Stop me if you've heard this one before. There was a small town in America where a boy on the verge of adolescence is experiencing a strange year. His family is going through hard times and he's observing the quirky neighbors around him. There's a supernaturally effective killer lurking somewhere in the town and he has knowledge of it that he is unable to share. So he along with some other children work quietly to unravel the mysteries of their town.
Well that was awfully generic so let me narrow this down more. There's a character with mental problems who is prone to strange pronouncements which appear nonsensical at first but prove to be accurate. A school yard bully whose menace is ignored by the faculty at the school is a reoccurring threat. There's a sadistic gym teacher who torments weaker children with dodgeball. And the protagonist has aspirations of being a writer.

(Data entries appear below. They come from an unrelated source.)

PR #7422, opened 2026-08-12
feat(trashBin): limit restarts to the deletions already running DEV-2618

rajpatel24:
### 📣 Summary
This PR stops `task_restarter` from piling more trash bin deletions onto workers that are already busy: it now asks the workers what they are running, and dispatches only up to the remaining headroom of `MAX_RESTARTED_TASKS`, shared across accounts, projects and attachments.

### 📖 Description
`task_restarter` dispatches up to `MAX_RESTARTED_TASKS` (100) objects per model every 30 minutes without considering tasks already in flight. Trash deletions are DB-intensive, so if they take longer than the beat interval, batches pile up, queues grow, and database pressure can quickly overwhelm servers.

What this PR changes:
Before dispatching, `task_restarter` checks active trash bin deletions and subtracts them from `MAX_RESTARTED_TASKS`. The remaining budget limits `_restart_stuck_tasks()` and shrinks as tasks are dispatched.

Only tasks that are running are counted. Ones still waiting in the queue are deliberately ignored: they hold no locks yet, so they are not what puts the database under pressure. The count is filtered by task name, so unrelated work on the same workers never eats the budget.

### 👀 Preview steps

1. ℹ️ have an account with ~10 projects, and the low priority Celery worker running 
2.  To make the limit observable, temporarily:
- set `MAX_RESTARTED_TASKS = 2` (at 100 it can never trigger, the worker only runs 6 tasks at a time)                                                                                                                                                     
- set the `trash-bin-task-restarter` schedule to `crontab(minute='*/1')`                                                                                                      
- add `time.sleep(120)` at the top of `empty_project()` so deletions stay visibly in flight                                                                                                                                                           
4.  Move the 10 projects to trash, then in the shell make them look stuck
5. 🔴 [on main] notice that this isn't anywhere
6. 🟢 [on PR] notice that the tasks are scheduled one by one.


rajpatel24:

rajpatel24:

rajpatel24:
[@greptileai](https://github.com/greptileai) About the partial inspection responses: valid, but it's inherent to inspect(), since a worker that misses the window is indistinguishable from one that no longer exists. The overshoot is bounded by the concurrency of whichever workers stayed silent rather than by the whole budget, and if none of them answer we skip the run entirely. Failing closed would be worse, since a legitimate scale-down looks identical to a silent worker, so we would skip runs and leave stuck deletions unrecoverable, which is exactly what this task exists to prevent.

noliveleger:
@rajpatel24 : part of the task says:

> The limit should also apply to the admin when asking to empty the trash bin. We should not try to empty them all at once. Maybe we could apply the same logic, i.e. if there is room to empty them right away, go ahead otherwise put them in the queue. 

I don't see anything in this PR for admin model. Are you going to tackle this in another PR?

rajpatel24:
Closed in favor of PR #7514.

I guess that hasn't really narrowed it down at all and that does sum up The Shadow Year well. There's no distinguishing marks, nothing that stands out. It's a bland, flavorless mush of a novel that succeeds only in being completely inoffensive. I finished reading it only a few days ago and I can barely remember it. If you were to ask me a year from now to describe the novel I'm reasonably sure I couldn't.
Part of that is the protagonist isn't interesting. He floats through the book never taking action on his own. Typically it is someone else who pulls him into the next zany scheme that will become a childhood anecdote and the rest of the time he's just running in fear from a not particularly threatening or ominous man. That's not the kind of behavior that results in a protagonist you can care about.
That's a major failing since The Shadow Year is, as I implied, just some childhood anecdotes strung together and they're not very interesting ones. It's almost all completely mundane average things. The experiences may be universal but if they're not told in an engrossing way then I could get the same experience sitting around the dinner table with family at Thanksgiving.
While I prefer to avoid spoilers I also have to add that Ford created one of the most abrupt and pointless denounments I've encountered outside of Neil Stephenson. What little life the plot has is undercut by a conclusion that just falls flat.
The Shadow Year has a plot that's identical to dozens of other books and while Ford doesn't manage to make an awful book he goes one worse and makes a boring one. It's competently done but when you're telling the same story as a dozen other people then competent doesn't cut it.